··· Dataset records ···

PR #390, opened 2023-05-31
Watch Spec.Secret

gibizer:
If the content of the Secret pointed by the Nova*.Spec.Secret fields
changes then the given CR will be reconciled. If one of the relevant
passwords in that Secret is changed then the affected nova service
configs are regenerated and the CONFIG_HASH in the statefulsets are
updated to trigger service restart.

Closes: https://issues.redhat.com/browse/OSPRH-215

### DIFF
--- a/controllers/novaapi_controller.go
+++ b/controllers/novaapi_controller.go
@@ -24,8 +24,12 @@ import (
 	corev1 "k8s.io/api/core/v1"
 	"k8s.io/apimachinery/pkg/types"
 	ctrl "sigs.k8s.io/controller-runtime"
+	"sigs.k8s.io/controller-runtime/pkg/client"
 	"sigs.k8s.io/controller-runtime/pkg/controller/controllerutil"
+	"sigs.k8s.io/controller-runtime/pkg/handler"
 	"sigs.k8s.io/controller-runtime/pkg/log"
+	"sigs.k8s.io/controller-runtime/pkg/reconcile"
+	"sigs.k8s.io/controller-runtime/pkg/source"
 
 	routev1 "github.com/openshift/api/route/v1"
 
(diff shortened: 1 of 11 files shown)


gibizer:
I did a quick measurement of how many times we call into the mapper function to map Secrets to reconcile functions. Starting the nova-operator in crc that has all the operators deployed but no openstack CRs created results in ~ 1000 calls for each Nova sub CRD Secret watcher (with 0 reconcile hit) so a total of ~ 4000 calls. 

Then run make openstack_deploy. That triggered an additional ~100 calls per CRD

The I run make edpm_compute_deploy. That triggered < 100 call per CRD. 

So a full deployment in an empty env generates 4500 - 5000 calls the the mapper. If there are no big Secret CRUD churn later then I only foresee issue at nova-operator startup as the ~90% of the calls happens that time.

controllers/novaapi_controller.go
```diff
@@ -622,5 +624,10 @@ func (r *NovaAPIReconciler) SetupWithManager(mgr ctrl.Manager) error {
 		Owns(&corev1.ConfigMap{}).
 		Owns(&routev1.Route{}).
 		Owns(&keystonev1.KeystoneEndpoint{}).
+		// NOTE(gibi): If watching for every secret is too much then
+		// we should consider switching to immutable Secret instead of watching
+		// mutable Secrets
```
gibizer, line 629: Let's move this comment to the definition of GetSecretMapperFor as that is at a common place. And amend it with some possible options:
* Use immutable secrets. But then we need to test what happens if the Secret is deleted and then recreated with the same name. If that does not trigger a reconcile then we still need a watch
* Move the watch to a central place (nova controller, or even openstack controller) and expose a "generation" field that the central component can bump to trigger a reconcile if the secret content changed.

gibizer:
Lets retry but It seem we started running more tempest test than we can

mrKisaoLamb (commented):
LGTM
I like this solution for now, even if it brings some risk. In my opinion, it's a "good enough" solution without too much overthinking. If we start experiencing issues as you mentioned, we can consider moving this pattern to a central place inside the operator and splitting it into smaller secrets. Then, we can use EnqueueRequestForOwner or even create an operator specifically designed to handle syncing smaller secrets in a more sophisticated manner.

bogdando:
I believe we should implement immutable secrets for that and drive the other openstack operators by Nova example.
There is a high risk that we'll face a thundering herd problem, if all operators start watching all secrets and increase the mapper function calls numbers in geomethrical progression

gibizer:
> I believe we should implement immutable secrets for that and drive the other Openstack operators by Nova example. There is a high risk otherwise that we'll face a thundering herd problem, if all operators start watching all secrets and increase the mapper function calls numbers in geometric progression

I mentioned this couple of times. I do want to try out immutable Secrets. But as a follow up of this work. I want to try it out as part of the smaller secrets created for nova sub CRs. That PR is still on my TODO list for Q2. I want to try immutable top of that as I foresee pros and cons with that approach that I want to show via a clear example. E.g. as soon as we create immutable secrets we need to re-create them, and therefore needs to know if the existing Secret is different from the Secret we need. This brings in extra complexity to track Secrets.

mrKisaoLamb (approved):
lgtm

···

Task statement -
From the entries above, extract only the lines running from the one containing "So a full deployment" through the one containing "secret content changed.", inclusive.

Solution -
So a full deployment in an empty env generates 4500 - 5000 calls the the mapper. If there are no big Secret CRUD churn later then I only foresee issue at nova-operator startup as the ~90% of the calls happens that time.

controllers/novaapi_controller.go
```diff
@@ -622,5 +624,10 @@ func (r *NovaAPIReconciler) SetupWithManager(mgr ctrl.Manager) error {
 		Owns(&corev1.ConfigMap{}).
 		Owns(&routev1.Route{}).
 		Owns(&keystonev1.KeystoneEndpoint{}).
+		// NOTE(gibi): If watching for every secret is too much then
+		// we should consider switching to immutable Secret instead of watching
+		// mutable Secrets
```
gibizer, line 629: Let's move this comment to the definition of GetSecretMapperFor as that is at a common place. And amend it with some possible options:
* Use immutable secrets. But then we need to test what happens if the Secret is deleted and then recreated with the same name. If that does not trigger a reconcile then we still need a watch
* Move the watch to a central place (nova controller, or even openstack controller) and expose a "generation" field that the central component can bump to trigger a reconcile if the secret content changed.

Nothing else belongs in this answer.